(Collected data)

+ + + + + + +

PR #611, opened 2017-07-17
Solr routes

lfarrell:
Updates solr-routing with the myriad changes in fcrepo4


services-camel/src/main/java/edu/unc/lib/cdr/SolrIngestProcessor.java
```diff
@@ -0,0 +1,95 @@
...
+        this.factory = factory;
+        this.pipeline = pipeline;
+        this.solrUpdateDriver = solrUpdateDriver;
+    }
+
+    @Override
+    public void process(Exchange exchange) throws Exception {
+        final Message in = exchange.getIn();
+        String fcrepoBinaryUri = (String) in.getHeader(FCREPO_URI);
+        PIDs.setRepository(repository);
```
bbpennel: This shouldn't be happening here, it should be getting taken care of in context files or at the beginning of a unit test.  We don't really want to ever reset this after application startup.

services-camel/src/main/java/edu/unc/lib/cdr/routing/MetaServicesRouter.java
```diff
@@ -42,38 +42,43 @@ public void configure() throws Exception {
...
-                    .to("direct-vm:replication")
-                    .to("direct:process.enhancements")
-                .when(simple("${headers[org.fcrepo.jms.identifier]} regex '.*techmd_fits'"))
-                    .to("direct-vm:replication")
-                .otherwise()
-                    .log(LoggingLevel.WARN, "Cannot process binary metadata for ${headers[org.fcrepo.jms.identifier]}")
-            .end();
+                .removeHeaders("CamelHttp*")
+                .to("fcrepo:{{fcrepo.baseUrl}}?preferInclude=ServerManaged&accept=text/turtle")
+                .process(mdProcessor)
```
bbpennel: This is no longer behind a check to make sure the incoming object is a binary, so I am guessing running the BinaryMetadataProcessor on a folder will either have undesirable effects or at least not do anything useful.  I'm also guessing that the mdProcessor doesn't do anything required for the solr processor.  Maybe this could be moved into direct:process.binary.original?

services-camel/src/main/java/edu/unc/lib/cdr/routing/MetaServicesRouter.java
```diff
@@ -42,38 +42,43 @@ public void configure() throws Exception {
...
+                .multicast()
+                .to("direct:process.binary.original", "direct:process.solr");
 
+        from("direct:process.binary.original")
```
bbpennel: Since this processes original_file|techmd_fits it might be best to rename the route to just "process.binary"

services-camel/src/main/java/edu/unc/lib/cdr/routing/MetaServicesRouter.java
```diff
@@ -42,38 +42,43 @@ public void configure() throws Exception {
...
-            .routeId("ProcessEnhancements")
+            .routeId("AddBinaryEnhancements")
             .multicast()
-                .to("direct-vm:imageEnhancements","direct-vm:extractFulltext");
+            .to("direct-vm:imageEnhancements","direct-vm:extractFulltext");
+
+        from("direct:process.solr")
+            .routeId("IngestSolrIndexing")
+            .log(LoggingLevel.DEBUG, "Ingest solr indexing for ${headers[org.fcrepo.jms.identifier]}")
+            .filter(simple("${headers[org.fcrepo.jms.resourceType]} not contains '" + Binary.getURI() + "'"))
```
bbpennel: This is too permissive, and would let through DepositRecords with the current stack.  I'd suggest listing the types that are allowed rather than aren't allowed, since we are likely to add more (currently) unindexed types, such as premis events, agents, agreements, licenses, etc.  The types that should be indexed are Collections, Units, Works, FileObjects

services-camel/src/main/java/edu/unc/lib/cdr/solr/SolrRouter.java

+ + + + + + +

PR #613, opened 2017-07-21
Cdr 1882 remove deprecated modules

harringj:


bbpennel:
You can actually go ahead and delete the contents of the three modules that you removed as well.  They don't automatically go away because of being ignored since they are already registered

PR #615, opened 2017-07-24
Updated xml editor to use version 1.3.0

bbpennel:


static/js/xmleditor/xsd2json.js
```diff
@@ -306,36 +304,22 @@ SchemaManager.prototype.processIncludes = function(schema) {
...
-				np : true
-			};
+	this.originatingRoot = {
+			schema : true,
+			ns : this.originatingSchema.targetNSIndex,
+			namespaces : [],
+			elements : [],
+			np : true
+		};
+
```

+ + + + + + +

What you will do: Copy every line of the entries above in which "opened" occurs.

Task answer:
PR #611, opened 2017-07-17
PR #613, opened 2017-07-21
PR #615, opened 2017-07-24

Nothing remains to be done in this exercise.